Content starts
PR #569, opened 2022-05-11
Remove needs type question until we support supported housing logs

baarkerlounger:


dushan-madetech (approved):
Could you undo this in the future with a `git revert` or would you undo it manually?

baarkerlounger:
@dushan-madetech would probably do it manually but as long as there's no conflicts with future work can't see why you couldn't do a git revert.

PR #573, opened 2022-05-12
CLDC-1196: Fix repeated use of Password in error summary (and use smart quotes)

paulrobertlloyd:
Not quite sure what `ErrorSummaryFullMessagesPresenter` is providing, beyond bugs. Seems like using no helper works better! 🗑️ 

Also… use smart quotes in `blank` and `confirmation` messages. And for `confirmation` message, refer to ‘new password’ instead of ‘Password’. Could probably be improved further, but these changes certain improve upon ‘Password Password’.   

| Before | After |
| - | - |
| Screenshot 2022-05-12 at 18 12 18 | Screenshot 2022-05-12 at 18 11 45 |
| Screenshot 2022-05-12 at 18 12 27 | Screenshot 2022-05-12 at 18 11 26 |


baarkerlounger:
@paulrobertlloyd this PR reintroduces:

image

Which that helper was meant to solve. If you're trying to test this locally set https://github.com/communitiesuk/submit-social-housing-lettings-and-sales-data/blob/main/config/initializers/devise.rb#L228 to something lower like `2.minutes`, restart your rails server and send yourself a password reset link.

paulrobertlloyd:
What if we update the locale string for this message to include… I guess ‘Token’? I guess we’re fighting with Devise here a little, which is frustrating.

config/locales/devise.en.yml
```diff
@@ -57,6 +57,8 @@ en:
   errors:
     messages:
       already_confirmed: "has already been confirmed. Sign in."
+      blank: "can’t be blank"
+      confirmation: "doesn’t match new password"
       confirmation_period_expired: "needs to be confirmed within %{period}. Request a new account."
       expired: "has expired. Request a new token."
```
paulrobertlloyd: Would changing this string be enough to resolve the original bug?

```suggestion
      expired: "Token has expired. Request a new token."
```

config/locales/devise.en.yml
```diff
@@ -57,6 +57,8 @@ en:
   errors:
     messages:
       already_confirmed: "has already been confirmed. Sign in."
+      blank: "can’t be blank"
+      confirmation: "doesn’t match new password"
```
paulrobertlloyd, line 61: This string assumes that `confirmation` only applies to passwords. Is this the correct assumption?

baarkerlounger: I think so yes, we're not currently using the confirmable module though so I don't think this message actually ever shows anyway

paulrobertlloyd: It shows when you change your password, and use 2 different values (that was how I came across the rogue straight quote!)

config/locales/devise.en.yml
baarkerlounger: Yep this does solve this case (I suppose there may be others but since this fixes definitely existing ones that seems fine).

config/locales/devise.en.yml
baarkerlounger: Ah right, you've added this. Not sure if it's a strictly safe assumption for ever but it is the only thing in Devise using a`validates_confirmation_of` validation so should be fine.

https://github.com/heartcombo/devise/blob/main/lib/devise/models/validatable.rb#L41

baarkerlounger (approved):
Content ends
| EXERCISE DIRECTIONS |
Nothing but the lines from the one holding "baarkerlounger: Ah right, you've" through the last line of the data may be output, and each must match exactly.

| RESPONSE BOX |
baarkerlounger: Ah right, you've added this. Not sure if it's a strictly safe assumption for ever but it is the only thing in Devise using a`validates_confirmation_of` validation so should be fine.

https://github.com/heartcombo/devise/blob/main/lib/devise/models/validatable.rb#L41

baarkerlounger (approved):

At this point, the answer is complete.